◆ RECORDS TO USE

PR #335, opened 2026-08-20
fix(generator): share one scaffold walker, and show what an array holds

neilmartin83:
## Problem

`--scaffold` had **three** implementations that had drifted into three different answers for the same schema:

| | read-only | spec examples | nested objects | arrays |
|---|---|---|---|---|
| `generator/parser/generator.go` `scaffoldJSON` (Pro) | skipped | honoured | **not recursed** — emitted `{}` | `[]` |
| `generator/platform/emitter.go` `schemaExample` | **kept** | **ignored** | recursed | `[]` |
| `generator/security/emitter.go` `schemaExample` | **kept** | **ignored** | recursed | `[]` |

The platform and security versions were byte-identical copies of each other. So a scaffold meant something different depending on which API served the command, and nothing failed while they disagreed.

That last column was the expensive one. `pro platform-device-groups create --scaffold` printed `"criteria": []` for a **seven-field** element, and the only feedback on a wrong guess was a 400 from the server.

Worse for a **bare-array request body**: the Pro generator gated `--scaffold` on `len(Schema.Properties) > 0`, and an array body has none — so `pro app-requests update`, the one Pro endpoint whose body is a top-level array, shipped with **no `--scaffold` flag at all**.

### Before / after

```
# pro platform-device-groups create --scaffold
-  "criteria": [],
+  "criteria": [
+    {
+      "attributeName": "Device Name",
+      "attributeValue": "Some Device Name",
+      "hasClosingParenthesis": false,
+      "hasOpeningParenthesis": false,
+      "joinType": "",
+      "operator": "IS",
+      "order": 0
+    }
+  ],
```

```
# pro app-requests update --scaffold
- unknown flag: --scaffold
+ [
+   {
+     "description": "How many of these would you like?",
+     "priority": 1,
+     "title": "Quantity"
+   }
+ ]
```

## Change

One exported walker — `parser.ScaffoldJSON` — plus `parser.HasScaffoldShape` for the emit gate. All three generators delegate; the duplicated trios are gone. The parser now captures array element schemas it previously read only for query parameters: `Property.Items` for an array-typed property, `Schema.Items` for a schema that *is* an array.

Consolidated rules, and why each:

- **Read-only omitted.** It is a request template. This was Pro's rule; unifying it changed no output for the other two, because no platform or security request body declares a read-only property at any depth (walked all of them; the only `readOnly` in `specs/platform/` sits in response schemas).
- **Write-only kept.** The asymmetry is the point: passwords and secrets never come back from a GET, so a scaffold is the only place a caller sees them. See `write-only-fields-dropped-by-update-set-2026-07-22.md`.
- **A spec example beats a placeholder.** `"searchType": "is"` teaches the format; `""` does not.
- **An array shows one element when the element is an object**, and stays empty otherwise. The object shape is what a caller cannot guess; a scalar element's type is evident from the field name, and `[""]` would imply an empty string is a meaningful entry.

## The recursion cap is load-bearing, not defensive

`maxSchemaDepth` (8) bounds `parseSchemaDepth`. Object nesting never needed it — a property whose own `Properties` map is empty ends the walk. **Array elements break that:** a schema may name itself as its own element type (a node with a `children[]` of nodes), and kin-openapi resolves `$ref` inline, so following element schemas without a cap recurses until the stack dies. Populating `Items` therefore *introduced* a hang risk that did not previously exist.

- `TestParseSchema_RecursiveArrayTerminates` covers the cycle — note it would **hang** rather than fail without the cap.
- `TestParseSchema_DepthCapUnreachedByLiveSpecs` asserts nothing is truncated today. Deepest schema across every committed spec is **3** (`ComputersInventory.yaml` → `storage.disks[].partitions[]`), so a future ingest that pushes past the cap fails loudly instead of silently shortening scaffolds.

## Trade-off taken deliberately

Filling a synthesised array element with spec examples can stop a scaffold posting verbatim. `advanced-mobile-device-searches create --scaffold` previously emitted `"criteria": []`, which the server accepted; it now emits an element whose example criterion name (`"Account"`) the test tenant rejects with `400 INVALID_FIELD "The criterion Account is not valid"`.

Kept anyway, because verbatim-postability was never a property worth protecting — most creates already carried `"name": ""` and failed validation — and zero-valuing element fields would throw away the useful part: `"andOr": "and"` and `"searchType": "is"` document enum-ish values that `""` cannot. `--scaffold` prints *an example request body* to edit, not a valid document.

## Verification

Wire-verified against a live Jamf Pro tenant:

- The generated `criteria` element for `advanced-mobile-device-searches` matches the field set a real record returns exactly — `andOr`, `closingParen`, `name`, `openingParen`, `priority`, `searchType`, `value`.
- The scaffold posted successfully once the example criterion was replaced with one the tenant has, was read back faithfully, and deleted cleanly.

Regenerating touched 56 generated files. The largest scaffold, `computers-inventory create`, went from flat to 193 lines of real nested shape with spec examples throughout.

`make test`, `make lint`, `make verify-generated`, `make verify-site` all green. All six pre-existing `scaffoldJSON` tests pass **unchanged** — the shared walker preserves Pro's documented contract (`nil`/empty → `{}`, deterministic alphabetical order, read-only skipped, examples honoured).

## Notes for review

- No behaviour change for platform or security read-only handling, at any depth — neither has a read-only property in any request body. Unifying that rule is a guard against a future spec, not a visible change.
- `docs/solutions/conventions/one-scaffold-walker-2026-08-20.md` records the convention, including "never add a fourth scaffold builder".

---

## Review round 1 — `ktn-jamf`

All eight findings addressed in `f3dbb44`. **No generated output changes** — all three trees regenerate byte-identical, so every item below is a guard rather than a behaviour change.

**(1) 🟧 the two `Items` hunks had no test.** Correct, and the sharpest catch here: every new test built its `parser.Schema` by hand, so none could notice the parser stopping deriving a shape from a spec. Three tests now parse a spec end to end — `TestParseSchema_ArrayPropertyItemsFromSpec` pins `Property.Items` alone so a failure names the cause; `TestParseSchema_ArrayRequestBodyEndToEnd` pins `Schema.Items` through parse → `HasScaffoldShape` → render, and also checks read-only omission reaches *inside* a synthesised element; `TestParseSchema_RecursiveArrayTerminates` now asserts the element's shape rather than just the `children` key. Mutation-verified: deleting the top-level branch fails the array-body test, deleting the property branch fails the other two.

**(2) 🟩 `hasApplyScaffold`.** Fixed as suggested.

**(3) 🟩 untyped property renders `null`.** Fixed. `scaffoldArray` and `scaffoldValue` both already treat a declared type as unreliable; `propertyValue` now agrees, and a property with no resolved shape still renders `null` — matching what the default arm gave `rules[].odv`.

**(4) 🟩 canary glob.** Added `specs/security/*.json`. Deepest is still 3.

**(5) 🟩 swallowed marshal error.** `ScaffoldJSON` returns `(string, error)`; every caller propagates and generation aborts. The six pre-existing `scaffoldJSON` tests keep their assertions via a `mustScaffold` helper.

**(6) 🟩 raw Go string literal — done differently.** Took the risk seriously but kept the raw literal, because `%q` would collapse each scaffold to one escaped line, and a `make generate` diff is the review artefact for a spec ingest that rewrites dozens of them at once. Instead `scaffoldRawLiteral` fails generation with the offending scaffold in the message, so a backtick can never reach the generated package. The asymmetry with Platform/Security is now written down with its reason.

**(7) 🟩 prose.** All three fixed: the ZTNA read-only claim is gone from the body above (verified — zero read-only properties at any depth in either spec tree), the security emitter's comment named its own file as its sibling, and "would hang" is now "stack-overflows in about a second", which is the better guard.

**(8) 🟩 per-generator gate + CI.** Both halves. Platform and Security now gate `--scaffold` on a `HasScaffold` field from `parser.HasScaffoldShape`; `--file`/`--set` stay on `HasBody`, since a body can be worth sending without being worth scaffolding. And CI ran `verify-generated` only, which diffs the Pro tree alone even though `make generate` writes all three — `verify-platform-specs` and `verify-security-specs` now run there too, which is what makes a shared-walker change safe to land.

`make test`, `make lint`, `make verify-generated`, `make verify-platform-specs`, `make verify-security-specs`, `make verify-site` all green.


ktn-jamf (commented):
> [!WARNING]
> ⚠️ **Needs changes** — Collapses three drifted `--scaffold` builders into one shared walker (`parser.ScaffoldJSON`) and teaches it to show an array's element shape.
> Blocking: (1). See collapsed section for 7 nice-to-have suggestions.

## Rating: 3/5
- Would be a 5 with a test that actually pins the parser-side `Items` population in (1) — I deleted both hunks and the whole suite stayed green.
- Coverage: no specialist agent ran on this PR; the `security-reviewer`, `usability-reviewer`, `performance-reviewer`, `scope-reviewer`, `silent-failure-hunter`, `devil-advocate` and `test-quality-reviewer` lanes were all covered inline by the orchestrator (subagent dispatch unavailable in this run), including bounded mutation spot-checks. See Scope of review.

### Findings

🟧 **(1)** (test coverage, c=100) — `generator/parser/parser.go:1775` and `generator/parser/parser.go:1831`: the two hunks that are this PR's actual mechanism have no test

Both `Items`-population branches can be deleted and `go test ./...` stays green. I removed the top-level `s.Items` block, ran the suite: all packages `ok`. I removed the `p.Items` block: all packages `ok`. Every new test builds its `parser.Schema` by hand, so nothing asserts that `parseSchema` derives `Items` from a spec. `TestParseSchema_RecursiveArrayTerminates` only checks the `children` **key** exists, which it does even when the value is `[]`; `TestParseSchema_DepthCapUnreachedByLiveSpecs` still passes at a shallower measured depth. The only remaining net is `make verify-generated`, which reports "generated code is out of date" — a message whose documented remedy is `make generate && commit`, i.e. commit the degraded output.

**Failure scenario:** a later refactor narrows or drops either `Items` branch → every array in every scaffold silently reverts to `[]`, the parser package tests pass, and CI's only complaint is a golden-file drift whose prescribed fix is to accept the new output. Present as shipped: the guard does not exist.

◆ YOUR GOAL
In the material above, locate the line containing "Fixed as suggested." and the line containing "with its reason.". Transcribe exactly those two lines and every line between them, and nothing more.

◆ ANSWER AREA
**(2) 🟩 `hasApplyScaffold`.** Fixed as suggested.

**(3) 🟩 untyped property renders `null`.** Fixed. `scaffoldArray` and `scaffoldValue` both already treat a declared type as unreliable; `propertyValue` now agrees, and a property with no resolved shape still renders `null` — matching what the default arm gave `rules[].odv`.

**(4) 🟩 canary glob.** Added `specs/security/*.json`. Deepest is still 3.

**(5) 🟩 swallowed marshal error.** `ScaffoldJSON` returns `(string, error)`; every caller propagates and generation aborts. The six pre-existing `scaffoldJSON` tests keep their assertions via a `mustScaffold` helper.

**(6) 🟩 raw Go string literal — done differently.** Took the risk seriously but kept the raw literal, because `%q` would collapse each scaffold to one escaped line, and a `make generate` diff is the review artefact for a spec ingest that rewrites dozens of them at once. Instead `scaffoldRawLiteral` fails generation with the offending scaffold in the message, so a backtick can never reach the generated package. The asymmetry with Platform/Security is now written down with its reason.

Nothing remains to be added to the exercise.